PR #3066, opened 2022-01-10
Feat: addon enable support local dir for install offline

wangyikewxgm:
Signed-off-by: wangyike <wangyike_wyk@163.com>

support install an addon by local dir

addon-local

Fixes #

I have:

### DIFF
--- a/pkg/addon/addon.go
+++ b/pkg/addon/addon.go
@@ -109,6 +109,8 @@ const (
 	ObservabilityAddonEndpointComponent = "grafana"
 	// ObservabilityAddonDomainArg is the domain argument name of the observability addon
 	ObservabilityAddonDomainArg = "domain"
+	// LocalAddonRegistryName is the addon-registry name for those installed by local dir
+	LocalAddonRegistryName = "local"
 )
 
 // ObservabilityEnvironment contains the Observability addon's domain for each cluster
@@ -949,6 +951,8 @@ func (h *Installer) dispatchAddonResource(addon *InstallPackage) error {
 		return err
 	}
 	app.Name = appName
+
+	app.SetLabels(util.MergeMapOverrideWithDst(app.GetLabels(), map[string]string{oam.LabelAddonRegistry: h.r.Name}))
 
 	defs, err := RenderDefinitions(h.addon, h.config)
 	if err != nil {
--- a/pkg/addon/reader_local.go
+++ b/pkg/addon/reader_local.go
@@ -1,0 +1,67 @@
+/*
+Copyright 2021 The KubeVela Authors.
+
+Licensed under the Apache License, Version 2.0 (the "License");
+you may not use this file except in compliance with the License.
+You may obtain a copy of the License at
+
+    http://www.apache.org/licenses/LICENSE-2.0
+
+Unless required by applicable law or agreed to in writing, software
+distributed under the License is distributed on an "AS IS" BASIS,
+WITHOUT WARRANTIES OR CONDITIONS OF ANY KIND, either express or implied.
+See the License for the specific language governing permissions and
+limitations under the License.
+*/
+
+package addon
+
+import (
+	"fmt"
+	"io/ioutil"
+	"path/filepath"
+	"strings"
+)
+
+type localReader struct {
+	dir  string
+	name string
+}
+
+func (l localReader) ListAddonMeta() (map[string]SourceMeta, error) {
+	metas := SourceMeta{Name: l.name}
+	if err := recursiveFetchFiles(l.dir, &metas); err != nil {
+		return nil, err
+	}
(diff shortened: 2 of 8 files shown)


pkg/addon/addon.go
```diff
@@ -109,6 +109,8 @@ const (
 	ObservabilityAddonEndpointComponent = "grafana"
 	// ObservabilityAddonDomainArg is the domain argument name of the observability addon
 	ObservabilityAddonDomainArg = "domain"
+	// LocalAddonRegistryName is the addon-registry name for those installed by local dir
+	LocalAddonRegistryName = "local"
```
zzxwill, line 113: What if a user already used `local` as his/her registry name?

references/cli/addon.go
```diff
@@ -314,6 +362,7 @@ func listAddons(ctx context.Context, clt client.Client, registry string) error {
 	if err != nil {
 		return err
 	}
+	onlineAddon := map[string]bool{}
```
zzxwill, line 365: If an add-on registry is valid, it's online?

references/cli/addon.go
```diff
@@ -255,6 +288,10 @@ func NewAddonStatusCommand(c common.Args, ioStream cmdutil.IOStreams) *cobra.Com
 	}
 }
 
+func parseAddonArgsFromFlag(cmd *cobra.Command) {
+	cmd.Flags().StringP(addonLocalDir, "f", "", "enable addon with a local dir path")
```
zzxwill, line 292:
```suggestion
	cmd.Flags().StringP(addonLocalDir, "d", "", "enable addon with a local dir path")
```
Is `-d` or `-l` better?

pkg/addon/addon.go
wangyikewxgm: Cannot got the reason why user name an addon-registry with `local`.

references/cli/addon.go
wangyikewxgm: Just a local variable in this func， won't show this info for user.

zzxwill (approved):

references/cli/addon.go
wonderflow: yes, it's not a file

wonderflow (changes requested):

references/cli/addon.go
wonderflow: the best user expericnce is helm like:


```
vela addon enable <addonname>
vela addon enable <local-dir>
```

The args can be local dir or name, you can check it in code.

pkg/addon/reader_local.go
```diff
@@ -0,0 +1,67 @@
...
+		if file.IsDir() {
+			if err := recursiveFetchFiles(fmt.Sprintf("%s/%s", path, file.Name()), metas); err != nil {
+				return err
+			}
+		} else {
+			metas.Items = append(metas.Items, OSSItem{tp: "file", path: fmt.Sprintf("%s/%s", path, file.Name()), name: file.Name()})
+		}
+	}
+	return nil
+}
```
wonderflow, line 67: please write a test to cover it.

references/cli/addon.go
wangyikewxgm: fixed

wonderflow (approved):
good job

references/cli/addon.go
```diff
@@ -171,25 +185,42 @@ func NewAddonUpgradeCommand(c common.Args, ioStream cmdutil.IOStreams) *cobra.Co
...
-				return errors.Wrapf(err, "cannot fetch addon related addon %s", name)
-			}
 			addonArgs, err := parseToMap(args[1:])
 			if err != nil {
 				return err
 			}
-			err = enableAddon(ctx, k8sClient, config, name, addonArgs)
-			if err != nil {
-				return err
+			addonOrDir := args[0]
```
chivalryq, line 192: what if the local directory has the same name as an addon in the registry? maybe we should add a bool flag to mark. How about `--dev` or `--local`

references/cli/addon.go
chivalryq: > the best user expericnce is helm like:
> 
> ```
> vela addon enable <addonname>
> vela addon enable <local-dir>
> ```
> 
> The args can be local dir or name, you can check it in code.

What if there is conflict? IMO a flag is needed.

references/cli/addon.go
wangyikewxgm: Have considered this situation. But IMO this is fine. The main logic is  if local truly have this path will install it from local dir otherwise will install from remote registry. Refer to the implementation of helm https://github.com/helm/helm/blob/292368a64d6c9794b4573afa5a8dc6e940a21045/pkg/action/install.go#L668

PR #3069, opened 2022-01-10
Fix: recover filtered event by re-sync

Somefive:

Previous resync events are filtered by the equality check. Thus the logic will make StateKeep failed.


pkg/controller/core.oam.dev/v1alpha2/application/application_controller.go
```diff
@@ -393,6 +393,10 @@ func (r *Reconciler) SetupWithManager(mgr ctrl.Manager) error {
 			// filter the changes in workflow status
 			// let workflow handle its reconcile
 			UpdateFunc: func(e ctrlEvent.UpdateEvent) bool {
+				// if completely equal, this update is triggered by re-sync and should not be filtered
+				if reflect.DeepEqual(e.ObjectNew, e.ObjectOld) {
+					return true
+				}
```
wonderflow, line 399: if so, does L407~409 necessary？

Somefive: Right, this PR is not needed. I neglect L407~409. Close it.

PR #3086, opened 2022-01-13
Feat: add more performance optimization and prometheus metrics for controller 

yangsoon:

This PR proposed several optimization techniques to enhance the performance of KubeVela controller and improve the exposure of metrics to monitor system running state.

1. Use customized `ControllerClient` as the underlying client instead of the default controller-runtime client. The benefits includes:
  - Enable detailed metrics for client. The default controller-runtime metrics are unable to get the latency while calling cache, only requests from client-go can be accounted.
  - Enable customized cache options for unstructured resources (and disable it for child clusters which will lead to chaos). By default, controller-runtime client does not provide a configurable to do this.
  - For ResourceTracker List by label operation (which will be done almost every time in application_controller reconcile), add customized index to improve the cache read performance. This can prevent the List operation latency linearly increases when application number goes up.
2. Add configurations and more metrics for system observability. Metrics includes:
  - Times for each reconcile stage such as executing workflow and garbage collecting.
  - Times for each reconcile loop grouping by phase transition. This can help us identify high latency reconcile loop reason.  Various transition requires highly different execute time. For example, running workflow can be much more slower than simply patching finalizer. So average reconcile time or p99 metrics cannot accurately reflect the details of reconcile time.
  - Times for each ControllerClient call. This can distinguish function calls by client-go and cache reader. 
3. Add performance optimization methods as options to use. By default, **optimize-resource-tracker-list-op**, **optimize-mark-with-prob** and **optimize-enable-resource-tracker-delete-only-trigger** are enabled since their side-effect can almost be ignored (the scenario for side effect occurs in rare scenario).
  - **optimize-cached-gvks**: Optimize controller client cache with specified gvks. If this option is set, target resources with specified gvk will be cached even if they are unstructured types.
  - **optimize-resource-tracker-list-op**: Optimize ResourceTracker List Op by adding index. This will increase the use of memory and accelerate the list operation of ResourceTracker.
  - **optimize-controller-reconcile-loop-reduction**: Optimize ApplicationController reconcile by reducing the number loops to reconcile application. With this option enabled, application reconcile can reduce the number of reconcile loops by half approximately. It fuses several application phase transitions into one. The side effect is that if errors occurs during the phase transition, the restart process might be time-consuming. It is encouraged to be enabled if all application workflow steps are guaranteed to be idempotent.
  - **optimize-mark-with-prob**: Optimize ResourceTracker GC by only run mark stage with probability. When using `keep-legacy-resource` during gc, by default, the mark stage will loop over all versions of legacy resources and identify which ones are outdated. However, this can be time-consuming if too much (like 20+) versions are kept. Set this option to a float number like `0.1` will only do this check with probability. It is encouraged to be enabled when a lot of versions of applications are expected to be kept.
  - **optimize-disable-component-revision**: Optimize ComponentRevision by disabling the creation and gc. If all applications do not use rollout, this option can be enabled to reduce time and space.
  - **optimize-disable-application-revision**: Optimize ApplicationRevision by disabling the creation and gc. If application rollback is not needed, this option can be enabled to reduce time and space.
  - **optimize-disable-workflow-recorder**: Optimize workflow recorder by disabling the creation and gc. VelaUX relies on this to get workflow running history.
  - **optimize-enable-in-memory-workflow-context**: Optimize workflow by use in-memory context. By default, workflow state are kept in ConfigMaps for persistency. Enabling this option can accelerate the retrieval and storing of workflow state. However, if KubeVela Controller is shutdown or restarted, all application workflow running states will be lost. Therefore, application will restart workflow. Ensure workflow steps are idempotent while enabling this.
  - **optimize-disable-resource-apply-double-check**: Optimize workflow by ignoring resource double check after apply. While enabling this optimization, the ApplyComponent operation will skip the check the result of resource creation.
  - **optimize-enable-resource-tracker-delete-only-trigger**: Optimize ResourceTracker by only trigger reconcile when ResourceTracker is deleted. While enabling this optimization, manual edit to ResourceTrackers will not be handled immediately.

I have:


charts/oam-runtime/templates/oam-runtime-controller.yaml
```diff
@@ -92,6 +92,10 @@ spec:
     metadata:
       labels:
     {{- include "oam-runtime.selectorLabels" . | nindent 8 }}
+      annotations:
+          prometheus.io/path: /metrics
+          prometheus.io/port: "8080"
+          prometheus.io/scrape: "true"
```
wonderflow, line 98: not necessary for this old version

cmd/core/main.go
```diff
@@ -131,6 +131,8 @@ func main() {
 	flag.DurationVar(&retryPeriod, "leader-election-retry-period", 2*time.Second,
 		"The duration the LeaderElector clients should wait between tries of actions")
 	flag.BoolVar(&enableClusterGateway, "enable-cluster-gateway", false, "Enable cluster-gateway to use multicluster, disabled by default.")
+	flag.StringVar(&ctrlClient.CachedGVKs, "cached-gvks", "", "Types of resources to be cached. For example, --cached-resources=Deployment.v1.apps,Job.v1.batch")
```
wonderflow, line 134: all optimization args should have a common prefix, lets name it "optimize-cache-gvks"

pkg/optimize/flags.go
```diff
@@ -0,0 +1,39 @@
...
+*/
+
+package optimize
+
+import (
+	"flag"
+)
+
+// AddFlags add flags
+func AddFlags() {
```
wonderflow, line 24:
```suggestion
func AddOptimizeFlags() {
```

wonderflow:
The PR description should be one of the document in kubevela.io \cc @yangsoon @Somefive

charts/oam-runtime/templates/oam-runtime-controller.yaml
Somefive: Solved.

cmd/core/main.go
Somefive: Solved.

pkg/optimize/flags.go
Somefive: The package name is optimize. Do we need to rename it?

Somefive:
> The PR description should be one of the document in kubevela.io \cc @yangsoon @Somefive

Right.

apis/core.oam.dev/common/zz_generated.deepcopy.go
```diff
@@ -1,3 +1,4 @@
+//go:build !ignore_autogenerated
 // +build !ignore_autogenerated
```
wonderflow, line 2: why add a duplicate line?

leejanee (commented):
optimize目录出现的很突兀,最好还是把代码整合到各模块下

cmd/core/main.go
```diff
@@ -131,6 +131,8 @@ func main() {
 	flag.DurationVar(&retryPeriod, "leader-election-retry-period", 2*time.Second,
 		"The duration the LeaderElector clients should wait between tries of actions")
 	flag.BoolVar(&enableClusterGateway, "enable-cluster-gateway", false, "Enable cluster-gateway to use multicluster, disabled by default.")
+	flag.StringVar(&ctrlClient.CachedGVKs, "optimize-cached-gvks", "", "Types of resources to be cached. For example, --cached-resources=Deployment.v1.apps,Job.v1.batch")
```
wonderflow, line 134:
```suggestion
	flag.StringVar(&ctrlClient.CachedGVKs, "optimize-cached-gvks", "", "Types of resources to be cached. For example, --optimize-cached-gvks=Deployment.v1.apps,Job.v1.batch")
```

please make sure it's worked

pkg/client/controller_client.go
```diff
@@ -0,0 +1,118 @@
...
+var (
+	// CachedGVKs identifies the GVKs of resources to be cached during dispatching
+	CachedGVKs = ""
+
+	rtCount = 0
+	lock    = sync.Mutex{}
+)
+
+// DefaultNewControllerClient function for creating controller client
+func DefaultNewControllerClient(cache cache.Cache, config *rest.Config, options client.Options, uncachedObjects ...client.Object) (c client.Client, err error) {
```
wonderflow, line 48: Do we fork the client code from controller-runtime?

pkg/controller/core.oam.dev/v1alpha2/application/generator.go
```diff
@@ -181,6 +187,9 @@ func (h *AppHandler) applyComponentFunc(appParser *appfile.Parser, appRev *v1bet
 		if !isHealth {
 			return nil, nil, false, nil
 		}
+		if optimize.WorkflowOptimizer.DisableResourceApplyDoubleCheck {
+			return readyWorkload, readyTraits, true, nil
+		}
```
wonderflow, line 192: as we disable the double check, can we still ensure the resources is created in health check?

pkg/optimize/flags.go
```diff
@@ -0,0 +1,39 @@
...
+	"flag"
+)
+
+// AddOptimizeFlags add flags
+func AddOptimizeFlags() {
+	// optimize client
+	flag.BoolVar(&ResourceTrackerOptimizer.OptimizeListOp, "optimize-resource-tracker-list-op", false, "Optimize ResourceTracker List Op by adding index. This will increase the use of memory and accelerate the list operation of ResourceTracker.")
+
+	// optimize controller reconcile loop
+	flag.BoolVar(&ControllerOptimizer.EnableReconcileLoopReduction, "optimize-controller-reconcile-loop-reduction", false, "Optimize ApplicationController reconcile by reducing the number loops to reconcile application.")
```
wonderflow, line 29: you should declare which ops was reduced here

pkg/optimize/flags.go
```diff
@@ -0,0 +1,39 @@
...
+
+	// optimize functions
+	flag.Float64Var(&ResourceTrackerOptimizer.MarkWithProbability, "optimize-mark-with-prob", 0.0, "Optimize ResourceTracker GC by only run mark with probability. Default to 0.0 means not enable it. Side effect: outdated ResourceTracker might not be able to be removed immediately.")
```
wonderflow, line 32: can we open this optimization by default? it seems not a big issue if just delete rt with a latency.

pkg/optimize/flags.go
```diff
@@ -0,0 +1,39 @@
...
+	flag.BoolVar(&RevisionOptimizer.DisableAllComponentRevision, "optimize-disable-component-revision", false, "Optimize ComponentRevision by disabling the creation and gc. Side effect: rollout cannot be used.")
+	flag.BoolVar(&RevisionOptimizer.DisableAllApplicationRevision, "optimize-disable-application-revision", false, "Optimize ApplicationRevision by disabling the creation and gc. Side effect: application cannot rollback.")
+	flag.BoolVar(&WorkflowOptimizer.DisableRecorder, "optimize-disable-workflow-recorder", false, "Optimize workflow recorder by disabling the creation and gc. Side effect: workflow will not record application after finished running.")
```
wonderflow, line 35: what's the real side effect, e.g. workflow may lose input/output data and need to run again from scratch if controller restarted.

pkg/optimize/flags.go
```diff
@@ -0,0 +1,39 @@
...
+	flag.BoolVar(&WorkflowOptimizer.EnableInMemoryContext, "optimize-enable-in-memory-workflow-context", false, "Optimize workflow by use in-memory context. Side effect: controller crash will lead to mistakes in workflow inputs/outputs.")
```
wonderflow, line 36:
```suggestion
	flag.BoolVar(&WorkflowOptimizer.EnableInMemoryContext, "optimize-enable-in-memory-workflow-context", false, "Optimize workflow by use in-memory context. Side effect: controller crash will lead to workflow run again from scratch and possible to cause mistakes in workflow inputs/outputs.")
```

pkg/optimize/flags.go
```diff
@@ -0,0 +1,39 @@
...
+*/
+
+package optimize
+
+import (
+	"flag"
+)
+
+// AddOptimizeFlags add flags
+func AddOptimizeFlags() {
```
wonderflow, line 24: every flags here should add some scenarios that users can use this optimization.

pkg/optimize/flags.go
```diff
@@ -0,0 +1,39 @@
...
+	// optimize client
+	flag.BoolVar(&ResourceTrackerOptimizer.OptimizeListOp, "optimize-resource-tracker-list-op", false, "Optimize ResourceTracker List Op by adding index. This will increase the use of memory and accelerate the list operation of ResourceTracker.")
+
+	// optimize controller reconcile loop
+	flag.BoolVar(&ControllerOptimizer.EnableReconcileLoopReduction, "optimize-controller-reconcile-loop-reduction", false, "Optimize ApplicationController reconcile by reducing the number loops to reconcile application.")
+
+	// optimize functions
+	flag.Float64Var(&ResourceTrackerOptimizer.MarkWithProbability, "optimize-mark-with-prob", 0.0, "Optimize ResourceTracker GC by only run mark with probability. Default to 0.0 means not enable it. Side effect: outdated ResourceTracker might not be able to be removed immediately.")
+	flag.BoolVar(&RevisionOptimizer.DisableAllComponentRevision, "optimize-disable-component-revision", false, "Optimize ComponentRevision by disabling the creation and gc. Side effect: rollout cannot be used.")
```
wonderflow, line 33:
```suggestion
	flag.BoolVar(&RevisionOptimizer.DisableAllComponentRevision, "optimize-disable-component-revision", false, "Optimize ComponentRevision by disabling the creation and gc. Side effect: rollout cannot be used. If you don't rely on componnet revision, you can use this optimization.")
```

wonderflow (commented):
generally LGTM after commented issues

pkg/controller/core.oam.dev/v1alpha2/application/application_controller.go
```diff
@@ -487,3 +515,12 @@ func handleResourceTracker(obj client.Object, limitingInterface workqueue.RateLi
 		}
 	}
 }
+
```
FogDong, line 518: Filter `ResourceVersion` in `func filterManagedFieldChangesUpdate`

cmd/core/main.go
yangsoon: it's typo, fixed

pkg/client/controller_client.go
yangsoon: There is no fork code, here is some custom configuration

pkg/resourcekeeper/gc.go
```diff
@@ -145,6 +159,9 @@ func (h *gcHandler) scan(ctx context.Context) (inactiveRTs []*v1beta1.ResourceTr
 	} else {
 		if h.cfg.passive {
 			inactiveRTs = []*v1beta1.ResourceTracker{}
+			if optimize.ResourceTrackerOptimizer.MarkWithProbability > 0 && rand.Float64() > optimize.ResourceTrackerOptimizer.MarkWithProbability { //nolint
```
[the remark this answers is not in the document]
Somefive: @sonatype-lift ignore

pkg/controller/core.oam.dev/v1alpha2/application/generator.go
Somefive: No, if health policy is configured, we can. Otherwise not.

pkg/optimize/flags.go
Somefive: This optimization will not work for common cases where users do not use `keepLegacyResource`.

pkg/optimize/flags.go
Somefive: This recorder is mainly used in VelaUX. The ConfigMap recorder should be removed in the future.

pkg/controller/core.oam.dev/v1alpha2/application/application_controller.go
Somefive: Fixed in #3008.

pkg/optimize/flags.go
Somefive: OK.

pkg/optimize/flags.go
Somefive: OK.

pkg/optimize/flags.go
Somefive: OK.

pkg/optimize/flags.go
wonderflow: then it should be enabled by default

pkg/optimize/flags.go
```diff
@@ -0,0 +1,39 @@
...
+
+	// optimize controller reconcile loop
+	flag.BoolVar(&ControllerOptimizer.EnableReconcileLoopReduction, "optimize-controller-reconcile-loop-reduction", false, "Optimize ApplicationController reconcile by reducing the number loops to reconcile application. In detail, reconciles after finalizer patching and workflow finished will not return immediately but will continue running.")
+
+	// optimize functions
+	flag.Float64Var(&ResourceTrackerOptimizer.MarkWithProbability, "optimize-mark-with-prob", 0.0, "Optimize ResourceTracker GC by only run mark with probability. Default to 0.0 means not enable it. Side effect: outdated ResourceTracker might not be able to be removed immediately.")
+	flag.BoolVar(&RevisionOptimizer.DisableAllComponentRevision, "optimize-disable-component-revision", false, "Optimize ComponentRevision by disabling the creation and gc. Side effect: rollout cannot be used. If you don't rely on component revision, you can use this optimization.")
+	flag.BoolVar(&RevisionOptimizer.DisableAllApplicationRevision, "optimize-disable-application-revision", false, "Optimize ApplicationRevision by disabling the creation and gc. Side effect: application cannot rollback.")
```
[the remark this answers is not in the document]
Somefive: ok

pkg/optimize/flags.go
Somefive: Ok.

pkg/optimize/flags.go
Somefive: ok.

pkg/optimize/flags.go
Somefive: Ok.

wonderflow (approved):

FogDong (approved):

☆ ☆ ☆ ☆

Your assignment — Reproduce the entries above exactly, but only the lines between the line holding "- **optimize-disable-component-revision**: Optimize" and the line holding "- **optimize-disable-application-revision**: Optimize", inclusive.

Expected answer —
  - **optimize-disable-component-revision**: Optimize ComponentRevision by disabling the creation and gc. If all applications do not use rollout, this option can be enabled to reduce time and space.
  - **optimize-disable-application-revision**: Optimize ApplicationRevision by disabling the creation and gc. If application rollback is not needed, this option can be enabled to reduce time and space.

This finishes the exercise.